Quite strictly speaking, it is best practice to work in a field $k$ that is algebraically closed, i.e., a field over which all polynomials have roots. ($\mathbb C$ is perhaps the most ubiquitous example of an algebraically closed field.) Explicitly, if $k$ is algebraically closed, then any $n \times n$ matrix over $k$ will have eigenvalues (and therefore some eigenvectors). By definition, we determine the eigenvalues of $A$ by computing the roots of the degree $n$ polynomial $p(x) = \det(A - xI),$ hence if $k$ is algebraically closed, then $p(x) = (x - \lambda_1)^{e_1} \cdots (x - \lambda_k)^{e_k}$ for some integers $e_i \geq 0$ such that $e_1 + \cdots + e_k = n.$ (Of course, the $\lambda_i$ are the desired eigenvalues.)

We claim that the following matrix (with entries viewed as elements of $\mathbb R$) has no eigenvalues. $$A = \begin{pmatrix} \phantom{-} 0 & 1 \\ -1 & 0 \end{pmatrix}$$ Explicitly, we have that $p(x) = \det(A - xI) = x^2 + 1.$ We know that the roots of $p(x)$ are $\pm i,$ hence $p(x)$ has no real roots. Considering that $A$ is a real matrix, it has no real eigenvalues.

Last, to your final question, every symmetric $n \times n$ matrix over $k = \mathbb R$ has real eigenvalues. Even better, such a matrix is orthogonally diagonalizable. (If you are curious, by all means, Google that.)

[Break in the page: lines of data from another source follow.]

PR #560, opened 2019-06-01
Fixes to XGBoost example

richardsliu:
- Makes test_size, shuffle, and early_stopping_rounds configurable.
- Export model file only if specified.

---
This change is [Reviewable](https://reviewable.io/reviews/kubeflow/examples/560)

### DIFF
--- a/xgboost_ames_housing/housing.py
+++ b/xgboost_ames_housing/housing.py
@@ -21,7 +21,7 @@ from sklearn.model_selection import train_test_split
 from sklearn.preprocessing import Imputer
 from xgboost import XGBRegressor
 
-def read_input(file_name, test_size=0.25):
+def read_input(file_name, test_size=0.25, shuffle=True):
   """Read input data and split it into train and test."""
   data = pd.read_csv(file_name[0])
   data.dropna(axis=0, subset=['SalePrice'], inplace=True)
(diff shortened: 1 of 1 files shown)


xgboost_ames_housing/housing.py
```diff
@@ -21,7 +21,7 @@
 from sklearn.preprocessing import Imputer
 from xgboost import XGBRegressor
 
-def read_input(file_name, test_size=0.25):
+def read_input(file_name, test_size=0.25, shuffle=True):
```
zhenghuiwang: Can we make shuffle=False as the default value?

It makes the model output deterministic and some integration test may rely on it.

xgboost_ames_housing/housing.py
```diff
@@ -103,14 +108,20 @@ def main(args):
...
           '--test-size',
           help='Fraction of training data to be reserved for test',
+          type=float,
           default=0.25
           )
+  parser.add_argument(
+          '--shuffle',
+          help='Whether to shuffle input before splitting',
+          type=bool,
+          default=True
```
zhenghuiwang: can we make the default value equals false?

jlewi:
@richardsliu Any update on this PR?

richardsliu:
I think this is no longer needed.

Proof. Consider a symmetric $n \times n$ real matrix $A.$ Every real number is complex (with $0$ imaginary part), hence we can view $A$ as a complex matrix. Consequently, there exists an eigenvalue $\lambda$ of $A$ and a complex vector $v$ such that $Av = \lambda v$ (because $\mathbb C$ is algebraically closed). Observe that $$\bar v^t Av = \bar v^t(Av) = \bar v^t(\lambda v) = \lambda \bar v^t v,$$ where $\bar v$ denotes the vector whose entries are the complex conjugates of the entries of $v$ and $\bar v^t$ is the usual transpose of the vector $\bar v.$ By hypothesis that $A$ is symmetric and real, we have that $A^t = A = \bar A = \bar A^t,$ from which it follows that $$\bar v^t A v = \bar v^t \bar A^t v = \overline{v^t A^t} v = \overline{(Av)^t} v = \overline{(\lambda v)^t} v = \bar \lambda \bar v^t v.$$ Ultimately, the right-hand sides of both displayed equations are equal, hence $\lambda = \bar \lambda$ is real. QED.